• Directions for this task
Only the lines that include "function" should be copied from the data below.
═══ Data for the task
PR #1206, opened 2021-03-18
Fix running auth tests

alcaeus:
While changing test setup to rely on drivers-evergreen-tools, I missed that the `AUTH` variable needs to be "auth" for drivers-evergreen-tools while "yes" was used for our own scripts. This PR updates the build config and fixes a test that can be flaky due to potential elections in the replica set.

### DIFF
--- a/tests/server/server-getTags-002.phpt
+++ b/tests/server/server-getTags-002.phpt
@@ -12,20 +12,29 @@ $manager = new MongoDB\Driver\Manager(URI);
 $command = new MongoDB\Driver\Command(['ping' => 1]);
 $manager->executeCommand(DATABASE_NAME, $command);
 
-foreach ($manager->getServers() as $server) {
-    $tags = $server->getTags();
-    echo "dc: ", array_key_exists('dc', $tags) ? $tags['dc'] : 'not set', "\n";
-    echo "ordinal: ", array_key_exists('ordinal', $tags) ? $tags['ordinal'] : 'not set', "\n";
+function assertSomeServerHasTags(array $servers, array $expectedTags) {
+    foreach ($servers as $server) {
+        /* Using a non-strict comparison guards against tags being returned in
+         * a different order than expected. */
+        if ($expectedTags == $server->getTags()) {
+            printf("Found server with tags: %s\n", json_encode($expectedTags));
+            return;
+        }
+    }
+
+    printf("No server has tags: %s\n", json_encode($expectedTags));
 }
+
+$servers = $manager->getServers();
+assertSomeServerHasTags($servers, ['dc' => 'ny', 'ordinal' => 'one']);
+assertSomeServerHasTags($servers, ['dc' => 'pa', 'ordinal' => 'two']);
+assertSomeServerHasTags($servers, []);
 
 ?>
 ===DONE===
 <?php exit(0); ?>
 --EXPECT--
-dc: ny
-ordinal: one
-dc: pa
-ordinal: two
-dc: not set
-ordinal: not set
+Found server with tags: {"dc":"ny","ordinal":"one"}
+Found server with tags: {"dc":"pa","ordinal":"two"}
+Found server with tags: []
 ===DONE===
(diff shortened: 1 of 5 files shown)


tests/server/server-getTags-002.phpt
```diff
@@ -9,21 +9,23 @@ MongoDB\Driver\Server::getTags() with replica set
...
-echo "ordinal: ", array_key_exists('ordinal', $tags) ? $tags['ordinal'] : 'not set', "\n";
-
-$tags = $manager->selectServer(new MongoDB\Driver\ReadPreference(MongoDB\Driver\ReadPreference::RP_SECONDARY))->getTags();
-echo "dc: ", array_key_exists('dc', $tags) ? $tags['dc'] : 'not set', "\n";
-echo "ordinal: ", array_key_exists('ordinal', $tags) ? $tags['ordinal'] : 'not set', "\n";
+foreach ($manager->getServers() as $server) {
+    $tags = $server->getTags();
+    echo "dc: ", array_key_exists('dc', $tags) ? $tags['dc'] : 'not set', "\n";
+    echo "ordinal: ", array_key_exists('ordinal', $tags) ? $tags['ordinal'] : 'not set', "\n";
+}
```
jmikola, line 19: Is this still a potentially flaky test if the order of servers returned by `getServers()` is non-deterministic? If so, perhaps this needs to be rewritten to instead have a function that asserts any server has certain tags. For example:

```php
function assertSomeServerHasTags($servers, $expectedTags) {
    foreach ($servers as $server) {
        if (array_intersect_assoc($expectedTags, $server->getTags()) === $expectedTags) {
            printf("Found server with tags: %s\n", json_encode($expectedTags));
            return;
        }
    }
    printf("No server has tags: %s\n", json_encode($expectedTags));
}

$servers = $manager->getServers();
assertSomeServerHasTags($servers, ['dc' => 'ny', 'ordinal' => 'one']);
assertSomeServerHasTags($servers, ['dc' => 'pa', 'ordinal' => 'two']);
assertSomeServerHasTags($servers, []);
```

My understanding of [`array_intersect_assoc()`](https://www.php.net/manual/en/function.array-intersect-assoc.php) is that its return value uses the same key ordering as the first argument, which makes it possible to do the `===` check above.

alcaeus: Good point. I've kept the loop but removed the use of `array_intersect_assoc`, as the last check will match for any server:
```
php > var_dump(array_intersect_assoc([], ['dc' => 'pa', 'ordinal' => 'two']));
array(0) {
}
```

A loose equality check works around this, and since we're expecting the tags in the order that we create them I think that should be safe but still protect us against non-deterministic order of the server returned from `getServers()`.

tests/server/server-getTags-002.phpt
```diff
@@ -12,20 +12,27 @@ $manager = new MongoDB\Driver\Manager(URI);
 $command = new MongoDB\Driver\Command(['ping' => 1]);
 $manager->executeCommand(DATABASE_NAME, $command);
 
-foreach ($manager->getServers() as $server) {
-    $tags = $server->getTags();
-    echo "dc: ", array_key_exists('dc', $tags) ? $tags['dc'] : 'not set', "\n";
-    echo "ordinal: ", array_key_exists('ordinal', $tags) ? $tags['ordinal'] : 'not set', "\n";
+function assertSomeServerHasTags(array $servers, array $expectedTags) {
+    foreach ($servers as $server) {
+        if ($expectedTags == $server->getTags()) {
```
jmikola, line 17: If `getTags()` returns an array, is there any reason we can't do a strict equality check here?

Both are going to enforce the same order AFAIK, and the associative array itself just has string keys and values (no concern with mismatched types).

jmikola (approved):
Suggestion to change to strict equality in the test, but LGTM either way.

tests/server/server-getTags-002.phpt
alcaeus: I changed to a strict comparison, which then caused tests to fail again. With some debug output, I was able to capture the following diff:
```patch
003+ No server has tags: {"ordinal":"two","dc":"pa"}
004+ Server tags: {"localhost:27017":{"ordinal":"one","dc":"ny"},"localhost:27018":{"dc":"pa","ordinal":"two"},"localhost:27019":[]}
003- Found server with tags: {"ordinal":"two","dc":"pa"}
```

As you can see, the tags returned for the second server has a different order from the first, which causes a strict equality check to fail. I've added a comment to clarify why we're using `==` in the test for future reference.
══════
• Response area
+function assertSomeServerHasTags(array $servers, array $expectedTags) {
jmikola, line 19: Is this still a potentially flaky test if the order of servers returned by `getServers()` is non-deterministic? If so, perhaps this needs to be rewritten to instead have a function that asserts any server has certain tags. For example:
function assertSomeServerHasTags($servers, $expectedTags) {
My understanding of [`array_intersect_assoc()`](https://www.php.net/manual/en/function.array-intersect-assoc.php) is that its return value uses the same key ordering as the first argument, which makes it possible to do the `===` check above.
+function assertSomeServerHasTags(array $servers, array $expectedTags) {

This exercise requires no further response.